::: Records for this task :::

PR #5669, opened 2020-08-28
Add auto-hire from training centers

Mekle001:
- Guard towers will now attempt to hire the best from the respective training centers before hiring unemployed
- There is a new button in the Guard towers to turn off trainee hiring, it defaults to on. 
- Training centers are now 'homes' for their workers
- Added bed registration to training centers, though not all schematics have beds yet.

Review please

### DIFF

:::

§ **Exercise brief**
Would you restate word for word every line from the one holding "- There is a" to the end of the entries, both ends included?

§ **Solution**
- There is a new button in the Guard towers to turn off trainee hiring, it defaults to on. 
- Training centers are now 'homes' for their workers
- Added bed registration to training centers, though not all schematics have beds yet.

Review please

### DIFF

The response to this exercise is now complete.